Gartner Predicts 80% of AI Training Data Will Be Synthetic by 2028
Daily Brief

Gartner Predicts 80% of AI Training Data Will Be Synthetic by 2028

Gartner says 80% of AI training data will be synthetic by 2028, up from ~5% five years earlier. Reported Nov 10, 2025; driven by the AI “data wall” and sc…

daily-brief

Gartner projects a steep shift toward synthetic training corpora over the next three years as teams hit an “AI data wall” of scarce, ethically usable real-world data. For builders, the takeaway is operational: synthetic generation and validation are becoming core parts of the training-data stack, not a niche privacy workaround.

Gartner projects 80% synthetic AI training data by 2028

A Pure Storage analysis citing Gartner research says synthetic data will represent 80% of AI training data by 2028, up from roughly 5% five years earlier (reported Nov. 10, 2025). The driver is what Microsoft Research has described as the AI “data wall”: organizations can’t reliably source enough high-quality, ethically obtained real-world data to keep scaling model development.

The post argues synthetic data is increasingly positioned as a performance and cost lever, not just a compliance tactic. It references MIT’s Data to AI Lab, claiming models trained with synthetic datasets can improve accuracy by up to 3 percentage points versus real data alone (example: 60% vs 57%). It also points to adoption examples including J.P. Morgan using synthetic data in fraud detection, Waymo simulating 20 billion miles of driving scenarios daily, and healthcare teams training diagnostic systems on synthetic patient records to reduce HIPAA exposure.

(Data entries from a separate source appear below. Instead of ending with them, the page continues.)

PR #931, opened 2024-11-20
Update IHMap.Setting.cs

rejdzu:
Fix order of parameters on interface compared to implementation

Issue: Interface of the HMap has different order of parameters than the implementation, which is causing confusion and wrong behavior


emreyigit:
Hi @rejdzu, thank you for your contribution ❤️. Although it's a nice touch, I can't merge it know because it will break backward compatibility. Also, the implementation should be refactored accordingly. I've put it to backlog. Whenever there is chance to break backward compatibility, I'll process it ✋

PR #933, opened 2025-02-07
Fix Missing Patch Version on Client Version Reporting [API-2245][HZG-327]

emreyigit:
- Updated ClientVersion class to handle version parsing more robustly.
- Added methods to retrieve the major, minor, and patch versions separately.


src/Hazelcast.Net/Core/ClientVersion.cs
```diff
@@ -23,7 +23,7 @@ namespace Hazelcast.Core
     internal static class ClientVersion
     {
         private static string _clientVersion;
-        private static string _clientVersionPure;
+        private static string _clientMajorMinorPatchVersion;
```
ihsandemir, line 26: For this class, should we rather port the corresponding Java class [Version.java](https://github.com/hazelcast/hazelcast-mono/blob/master/hazelcast/hazelcast/src/main/java/com/hazelcast/version/Version.java) so that the two code base uses same logics?

src/Hazelcast.Net/Core/ClientVersion.cs
```diff
@@ -59,18 +59,38 @@ internal static string GetVersion(AssemblyInformationalVersionAttribute informat
...
+            var pos2 = -1;
+            
+            // Check the patch version segment, expecting max 2 digits
+            if (pos1 + 1 < version.Length && int.TryParse(version[pos1 + 1] + "", out _))
             {
-                // two dots = major.minor.whatever
-                // take everything until the second '.' = major.minor
+                pos2 = pos1 + 1; 
+
+                if (pos2 + 1 < version.Length && int.TryParse(version[pos2 + 1] + "", out _))
```
ihsandemir, line 77: do you have unit tests to validate the changes?

emreyigit: Yes, please see the `ClientVersionReturnsMajorMinorVersion` in the PR.

src/Hazelcast.Net/Core/ClientVersion.cs
emreyigit: I have used the canonical form of the client version. Which prints `5.5.0+1ce4f2`. Is that OK for you?

ihsandemir: should we not include the commit id to be similar to what java client reports?

emreyigit: Java reports the whole version info except the building part, such as `6.0.0-SNAPSHOT`. I've refactor based on this. You can see that Authenticator and ClientMetricSource sends the client version similar to Java client.

src/Hazelcast.Net.Tests/Core/ClientVersionTests.cs
```diff
@@ -50,15 +51,32 @@ public void ClientVersionReturnsVersion()
...
+
+            Assert.That(Authenticator.ClientVersion, Is.EqualTo(ClientVersion.MajorMinorPatchVersion));
+            var assemblyVersion = typeof(ClientVersion).Assembly.GetName().Version;
+            Assert.That(Authenticator.ClientVersion, Is.EqualTo(assemblyVersion.Major + "." + assemblyVersion.Minor + "." + assemblyVersion.MajorRevision));
+            Assert.That(Authenticator.ClientVersion.Split('.').Length, Is.GreaterThanOrEqualTo(3));
+        }
+
+
+        [TestCase("1.2.3", "1.2.3")]
+        [TestCase("1.2.3-preview.0", "1.2.3")]
```
ihsandemir, line 64: You commented below java reports as 6.0.0-SNAPSHOT. In this case, I was expecting to see this test expects to be `1.2.3-preview.0`

Can you also add the `6.0.0-SNAPSHOT` test case?

emreyigit: This is only for `ClientVersion.GetMajorMinorPatchVersion`. I've introduced another method `ClientVersion.GetSemVerWithoutBuildingMetadata` which has tests below. Also, added the case.

PR #934, opened 2025-02-07
Fix `RoutingModes` Enum Values [API-2266]

emreyigit:
Introduced a fix to sync enum values with Java implementation. Hence, connection mode the reporting to the cluster is corrected.

### DIFF
--- a/src/Hazelcast.Net/Networking/RoutingModes.cs
+++ b/src/Hazelcast.Net/Networking/RoutingModes.cs
@@ -24,11 +24,6 @@ namespace Hazelcast.Networking
         SingleMember = 0,
 
         /// <summary>
-        /// Connects only to selected group of members in the cluster based on selected grouping strategy.
-        /// </summary>
-        MultiMember = 1,
-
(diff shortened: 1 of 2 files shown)


src/Hazelcast.Net/Networking/RoutingModes.cs
```diff
@@ -36,7 +31,12 @@ public enum RoutingModes : byte
         /// <para>Note that it however does not guarantee that the operation will always be
         /// executed on the owner, as the member table is only updated every 10 seconds.</para>
         /// </summary>
-        AllMembers = 2
+        AllMembers = 1,
```
ihsandemir, line 34: is the existing release broken due to this mismatch? Will the fix be backported?

emreyigit: Yes, this was the reason. I'm not sure about the backport. Since it's a cosmetic issue, another release may not be needed.

ihsandemir (approved):

PR #956, opened 2025-03-14
Introduce Custom Build Analyzer for Hazelcast .Net Client

emreyigit:
I believe we need a custom analyzers for more consistent development quality. Introduced the `Hazelcast.Net.BuildAnalyzers` with an initial rule. The project is an internal tool. It runs on compile time and not part of the release. Currently, disabled the analyzer since the first rule which checks the all public APIs whether they have `NotNull` or `MayBeNull` attributes. Since the attributes are not used widely enough, triggers a lot of warnings. When I find time, I'll fix the warnings with another PR.


gbarnett-hz (approved):
LGTM - though I would hold off merging until it's actually used.

What's the empty `AnalyzerReleases.Unshipped.md` for?

src/Hazelcast.Net.BuildAnalyzers/PublicApiNullAttributeAnalyzer.cs
```diff
@@ -0,0 +1,101 @@
...
+using Microsoft.CodeAnalysis.CSharp.Syntax;
+using Microsoft.CodeAnalysis.Diagnostics;
+
+namespace Hazelcast.Net.BuildAnalyzers
+{
+    /// <summary>
+    /// Checks that all public APIs have either NotNull or MaybeNull parameter. 
+    /// </summary>
+    [DiagnosticAnalyzer(LanguageNames.CSharp)]
+    public class PublicApiNullAttributeAnalyzer : DiagnosticAnalyzer
```
ihsandemir, line 28: Does Microsoft release any builtin analyzers in .NET framework which we can re-use rather than doing a custom one?

emreyigit:
Thanks @gbarnett-hz. It's used for version logging. The analyzer dependency requires these files before making the rule available. It's a kind a check point before making the rules available and for version history. The new added rule is reflected to the unshipped file and moved to shipped file manually. 

Also, [similar approach](https://github.com/hazelcast/hazelcast-csharp-client/tree/master/src/Hazelcast.Net/PublicAPI) exists on the client as well. Public APIs are inserted to unshipped file by the IDE and it prevents the release if they are not moved to shipped file manually. It's a nice reminder checking the public APIs one last time.

The rule is disabled for now, so that we can merge the PR, IMO. We can enable it when we have resource to drain warnings. Otherwise, opening PR diverges from master by time :|

src/Hazelcast.Net.BuildAnalyzers/PublicApiNullAttributeAnalyzer.cs
emreyigit: I couldn't see such rule unfortunately.

PR #997, opened 2025-11-05
Implement `UpdateTimeToLive` [HZ-5249][API-1789]

emreyigit:
Implemented missing `Map.UpdateTimeToLive` API.

### DIFF
--- a/src/Hazelcast.Net/DistributedObjects/IHMap.Setting.cs
+++ b/src/Hazelcast.Net/DistributedObjects/IHMap.Setting.cs
@@ -250,8 +250,8 @@ namespace Hazelcast.DistributedObjects
         /// <remarks>
         /// <para>The value is automatically expired, evicted and removed after the
         /// <paramref name="timeToLive"/> has elapsed. If <paramref name="timeToLive"/> is infinite (0ms),
-        /// the value is retained indefinitely. If it is -1ms,
-        /// it lives for the duration of the server-configured time-to-live.</para>
+        /// the value is retained indefinitely. If it is negative,
+        /// it lives for the duration of the server-configured (default: forever) time-to-live.</para>
         /// <para>The new time-to-live value is valid starting from the time this operation is invoked,
         /// not since the time the entry was created.</para>
         /// <para>


src/Hazelcast.Net.Tests/Remote/ClientMapTest.cs
```diff
@@ -1407,5 +1408,42 @@ public async Task TestValuesPredicate()
...
+
+            await latch.WaitOneAsync();
+            starTime.Stop();
+            var elapsed = starTime.ElapsedMilliseconds;
+
+            // Definitively, less then maxTTL
+            Assert.Less(elapsed, maxTTL * 1000);
+
+            // Close to min TTL
+            Assert.Less(elapsed, minTTL * 1000 * 2);
```
ihsandemir: i am not sure if this will always work if the server is working slow, etc.
Does the ContainsKeyAsync trigger eviction check on expiry, if so, it may be safe but if we do it on scheduled basis on the server side, there may be a time diff until that scheduler is triggered and entry is evicted. If that is the case, this check may fail depending on the scheduler interval.

emreyigit: Right, it may not work well in slow cases. Do you have any suggestion?

emreyigit: Removed the assertion at https://github.com/hazelcast/hazelcast-csharp-client/pull/997/commits/147b40ab53b751bef4acdc003c0d22faf87dad87 There is a public api coeverage work upcoming. I don't know the tests but I'll look for more according to results of that work.

src/Hazelcast.Net/DistributedObjects/Impl/HMap.Setting.cs
```diff
@@ -392,9 +392,15 @@ Task SetTransientAsync(IData keyData, IData valueData, TimeSpan timeToLive, Time
 #endif
         }
 
-        public Task<bool> UpdateTimeToLive(TKey key, TimeSpan timeToLive)
+        public async Task<bool> UpdateTimeToLive(TKey key, TimeSpan timeToLive)
         {
-            throw new NotImplementedException();
+            var keyData = ToSafeData(key);
```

  • Data engineering becomes the bottleneck: If synthetic data becomes the dominant training input, teams need high-throughput generation pipelines, dataset versioning, and quality gates that behave more like “data manufacturing” than traditional ETL.
  • Validation moves to the center: More synthetic data increases the need for measurable utility checks (task performance), bias monitoring, and leakage/memorization testing—especially when synthetic records are derived from sensitive sources.
  • Privacy posture can improve—if controls are real: Synthetic data can reduce direct handling of regulated data, but only when generation methods, access controls, and auditability are strong enough to satisfy internal risk teams and external regulators.
  • Competitive differentiation shifts: If competitors can generate targeted synthetic edge cases faster (rare fraud patterns, long-tail driving scenes, underrepresented patient cohorts), model quality and iteration speed may increasingly track synthetic capability, not raw data access.